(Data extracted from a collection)

------------------------------------------------

PR #910, opened 2017-12-04
No more sudo, install softhsm with apt.

AlCutter:


.travis.yml
```diff
@@ -1,6 +1,11 @@
-sudo: required # required to install softhsm for PKCS 11 tests
+sudo: false
```
codingllama: Is this the same as not declaring "sudo" at all? Could we just remove the line?

AlCutter: But then we couldn't relish the glory of defeating the `sudo` monster each time we looked inside this  file...

PR #913, opened 2017-12-05
Fix nil dereference

gdbelvin:


integration/maptest/map.go
```diff
@@ -434,7 +434,7 @@ func runMapBatchTest(ctx context.Context, t *testing.T, desc string, tmap trilli
 
 	// Ensure we're starting with an empty map
 	if err := isEmptyMap(ctx, tmap, tree); err != nil {
-		t.Errorf("%s: isEmptyMap() err=%v want nil", desc, err)
+		t.Fatalf("%s: isEmptyMap() err=%v want nil", desc, err)
```
phad: Why the Errorf -> Fatalf changes?
Generally one should use Errorf unless the failure is in critical test setup and there's no point continuing.

gdbelvin: The condition being tested here validate assumptions made later on in the test.  If we think we are starting with an empty map, but we are not there is no point in continuing. Errors further on will be spurious.

PR #914, opened 2017-12-05
Try to speed up travis runs.

AlCutter:
- cache test deps by `go install`ing them
- only run tests individually where we require coverage reports.

### DIFF
--- a/scripts/presubmit.sh
+++ b/scripts/presubmit.sh
@@ -103,6 +103,7 @@ main() {
     echo 'installed test deps'
     go test -i ./...
 
+    if [[ ${coverage} -eq 1 ]]; then
     # Individual package profiles are written to "$profile.out" files under
     # /tmp/trillian_profile.
     # An aggregate profile is created at /tmp/coverage.txt.
@@ -110,19 +111,17 @@ main() {
     rm -f /tmp/trillian_profile/*
 
     for d in $(go list ./...); do
-      # Create a different -coverprofile for each test (if enabled)
+      # Create a different -coverprofile for each test
       local coverflags=
-      if [[ ${coverage} -eq 1 ]]; then
-        # Transform $d to a smaller, valid file name.
-        # For example:
-        # * github.com/google/trillian becomes trillian.out
-        # * github.com/google/trillian/cmd/createtree/keys becomes
-        #   trillian-cmd-createtree-keys.out
-        local profile="${d}.out"
-        profile="${profile#github.com/*/}"
-        profile="${profile//\//-}"
-        coverflags="-covermode=atomic -coverprofile='/tmp/trillian_profile/${profile}'"
-      fi
+      # Transform $d to a smaller, valid file name.
+      # For example:
+      # * github.com/google/trillian becomes trillian.out
+      # * github.com/google/trillian/cmd/createtree/keys becomes
+      #   trillian-cmd-createtree-keys.out
+      local profile="${d}.out"
+      profile="${profile#github.com/*/}"
+      profile="${profile//\//-}"
+      coverflags="-covermode=atomic -coverprofile='/tmp/trillian_profile/${profile}'"
 
       # Do not run go test in the loop, instead echo it so we can use xargs to
       # add some parallelism.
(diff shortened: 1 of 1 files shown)


scripts/presubmit.sh
```diff
@@ -97,6 +97,11 @@ main() {
     go build ${goflags} ./...
 
     echo 'running go test'
+    # Install test deps so that individual test runs below can reuse them.
+    echo 'getting test deps'
+    go get -t
```
RJPercival: Without "./...", this will only do so for the "trillian" package.

AlCutter: Done

AlCutter:
PTAL

scripts/presubmit.sh
```diff
@@ -128,8 +132,14 @@ main() {
           ${goflags} "$d"
     done | xargs -I '{}' -P ${GO_TEST_PARALLELISM:-10} bash -c '{}'
 
-    [[ ${coverage} -eq 1 ]] && \
-      cat /tmp/trillian_profile/*.out > /tmp/coverage.txt
+    cat /tmp/trillian_profile/*.out > /tmp/coverage.txt
+  fi
+  else
+      echo go test \
```
RJPercival: While this will indeed be fast, that's because it won't actually run the tests. Need to delete the "echo" at the start.

AlCutter: hehe, whoops!

scripts/presubmit.sh
```diff
@@ -128,8 +132,14 @@ main() {
           ${goflags} "$d"
     done | xargs -I '{}' -P ${GO_TEST_PARALLELISM:-10} bash -c '{}'
 
-    [[ ${coverage} -eq 1 ]] && \
-      cat /tmp/trillian_profile/*.out > /tmp/coverage.txt
+    cat /tmp/trillian_profile/*.out > /tmp/coverage.txt
+  fi
```
RJPercival: Shouldn't be a `fi` right before an `else`.

scripts/presubmit.sh
```diff
@@ -128,8 +132,14 @@ main() {
...
+  else
+      go test \
+        -short \
+        -timeout=${GO_TEST_TIMEOUT:-5m} \
+        ${coverflags} \
```
RJPercival: Could remove `${coverflags}`, since it'll always be empty.

scripts/presubmit.sh
```diff
@@ -97,27 +97,31 @@ main() {
...
     # Individual package profiles are written to "$profile.out" files under
     # /tmp/trillian_profile.
     # An aggregate profile is created at /tmp/coverage.txt.
     mkdir -p /tmp/trillian_profile
     rm -f /tmp/trillian_profile/*
 
     for d in $(go list ./...); do
-      # Create a different -coverprofile for each test (if enabled)
+      # Create a different -coverprofile for each test
       local coverflags=
```
RJPercival: Can delete this line, and just add `local` to line 124.

scripts/presubmit.sh
```diff
@@ -97,27 +97,31 @@ main() {
     go build ${goflags} ./...
 
     echo 'running go test'
+    # Install test deps so that individual test runs below can reuse them.
+    echo 'getting test deps'
+    go get -t
+    echo 'installed test deps'
+    go test -i ./...
 
+    if [[ ${coverage} -eq 1 ]]; then
```
RJPercival: Indentation is a bit funky (though it does make the diff a bit clearer).

scripts/presubmit.sh
```diff
@@ -97,27 +97,31 @@ main() {
     go build ${goflags} ./...
 
     echo 'running go test'
+    # Install test deps so that individual test runs below can reuse them.
+    echo 'getting test deps'
+    go get -t
```
RJPercival: Need "./..." for `go get -t` as well as `go test -i`.

scripts/presubmit.sh
AlCutter: done

scripts/presubmit.sh
AlCutter: whoops, done

scripts/presubmit.sh
AlCutter: done

scripts/presubmit.sh
AlCutter: I think the go get ./... is actually already done in .travis.yml, so I've removed it.

scripts/presubmit.sh
AlCutter: Fixed, I think

scripts/presubmit.sh
```diff
@@ -97,17 +97,19 @@ main() {
...
-    # An aggregate profile is created at /tmp/coverage.txt.
-    mkdir -p /tmp/trillian_profile
-    rm -f /tmp/trillian_profile/*
-
-    for d in $(go list ./...); do
-      # Create a different -coverprofile for each test (if enabled)
-      local coverflags=
-      if [[ ${coverage} -eq 1 ]]; then
+    # Install test deps so that individual test runs below can reuse them.
+    echo 'installed test deps'
```
RJPercival: s/installed/installing/

AlCutter: done

PR #917, opened 2017-12-06
Install the correct (race/norace) versions of test dependencies

gdbelvin:
Building go packages with -race takes some time.
If we build them correctly we get a big speed up (16 min down from 24)


AlCutter:
LGTM, thanks!

Issue #428, opened 2017-03-13
Serve APIs over TLS?


gdbelvin:
`server/trillian_log_server` does not currently support TLS.  
This could be intentional because Trillian is designed to be a backend service. 
If it ever becomes publicly accessible, we should support gRPC over TLS and authentication.

Martin2112:
We should probably support TLS but it wasn't a priority in early development.

Martin2112:
Related to #477.

Martin2112:
I think this was implemented. Reopen if I'm wrong.

PR #927, opened 2017-12-28
Add TLS support to the Trillian log signer

maljub01:
Addresses #428

### DIFF
--- a/server/trillian_log_signer/main.go
+++ b/server/trillian_log_signer/main.go
@@ -48,6 +48,8 @@ import (
 var (
 	mySQLURI                 = flag.String("mysql_uri", "test:zaphod@tcp(127.0.0.1:3306)/test", "Connection URI for MySQL database")
 	httpEndpoint             = flag.String("http_endpoint", "localhost:8091", "Endpoint for HTTP (host:port, empty means disabled)")
+	tlsCertFile              = flag.String("tls_cert_file", "", "Path to the TLS server certificate.")
+	tlsKeyFile               = flag.String("tls_key_file", "", "Path to the TLS server key.")
 	sequencerIntervalFlag    = flag.Duration("sequencer_interval", time.Second*10, "Time between each sequencing pass through all logs")
 	batchSizeFlag            = flag.Int("batch_size", 50, "Max number of leaves to process per batch")
 	numSeqFlag               = flag.Int("num_sequencers", 10, "Number of sequencer workers to run in parallel")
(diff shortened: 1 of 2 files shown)


server/trillian_log_signer/main.go
```diff
@@ -48,6 +48,8 @@ import (
 var (
 	mySQLURI                 = flag.String("mysql_uri", "test:zaphod@tcp(127.0.0.1:3306)/test", "Connection URI for MySQL database")
 	httpEndpoint             = flag.String("http_endpoint", "localhost:8091", "Endpoint for HTTP (host:port, empty means disabled)")
+	tlsCertFile              = flag.String("tls_cert_file", "", "Path to the TLS server certificate.")
```
AlCutter: Perhaps add some text to say not configuring/setting and tlsKeyFile to empty results in a non-TLS server being run?

util/process.go
```diff
@@ -25,14 +25,21 @@ import (
...
-func StartHTTPServer(addr string) error {
+func StartHTTPServer(addr, certFile, keyFile string) error {
 	sock, err := net.Listen("tcp", addr)
 	if err != nil {
 		return err
 	}
 	go func() {
 		glog.Info("HTTP server starting")
-		http.Serve(sock, nil)
+		if certFile != "" || keyFile != "" {
```
AlCutter: Can this work without both bring present, or are you just wanting to interpret either flag being non-empty as operator intent to run TLS but let `http.ServeTLS` 
 handle this potential error case? (maybe add a comment to that effect if that's what you're after)

maljub01: Yes, that was my intention. Added a comment.

server/trillian_log_signer/main.go
maljub01: Done.

server/trillian_log_signer/main.go
```diff
@@ -48,8 +48,8 @@ import (
 var (
 	mySQLURI                 = flag.String("mysql_uri", "test:zaphod@tcp(127.0.0.1:3306)/test", "Connection URI for MySQL database")
 	httpEndpoint             = flag.String("http_endpoint", "localhost:8091", "Endpoint for HTTP (host:port, empty means disabled)")
-	tlsCertFile              = flag.String("tls_cert_file", "", "Path to the TLS server certificate.")
-	tlsKeyFile               = flag.String("tls_key_file", "", "Path to the TLS server key.")
+	tlsCertFile              = flag.String("tls_cert_file", "", "Path to the TLS server certificate. If not set, the server will use unsecured connections.")
```
AlCutter: nit: "not set" -> "unset"

maljub01: Done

------------------------------------------------

ACTIVITY:
The lines needed are the ones from the first line of the entries through the line that contains "Fix nil dereference", given again without any change.

OUTPUT:
PR #910, opened 2017-12-04
No more sudo, install softhsm with apt.

AlCutter:


.travis.yml
```diff
@@ -1,6 +1,11 @@
-sudo: required # required to install softhsm for PKCS 11 tests
+sudo: false
```
codingllama: Is this the same as not declaring "sudo" at all? Could we just remove the line?

AlCutter: But then we couldn't relish the glory of defeating the `sudo` monster each time we looked inside this  file...

PR #913, opened 2017-12-05
Fix nil dereference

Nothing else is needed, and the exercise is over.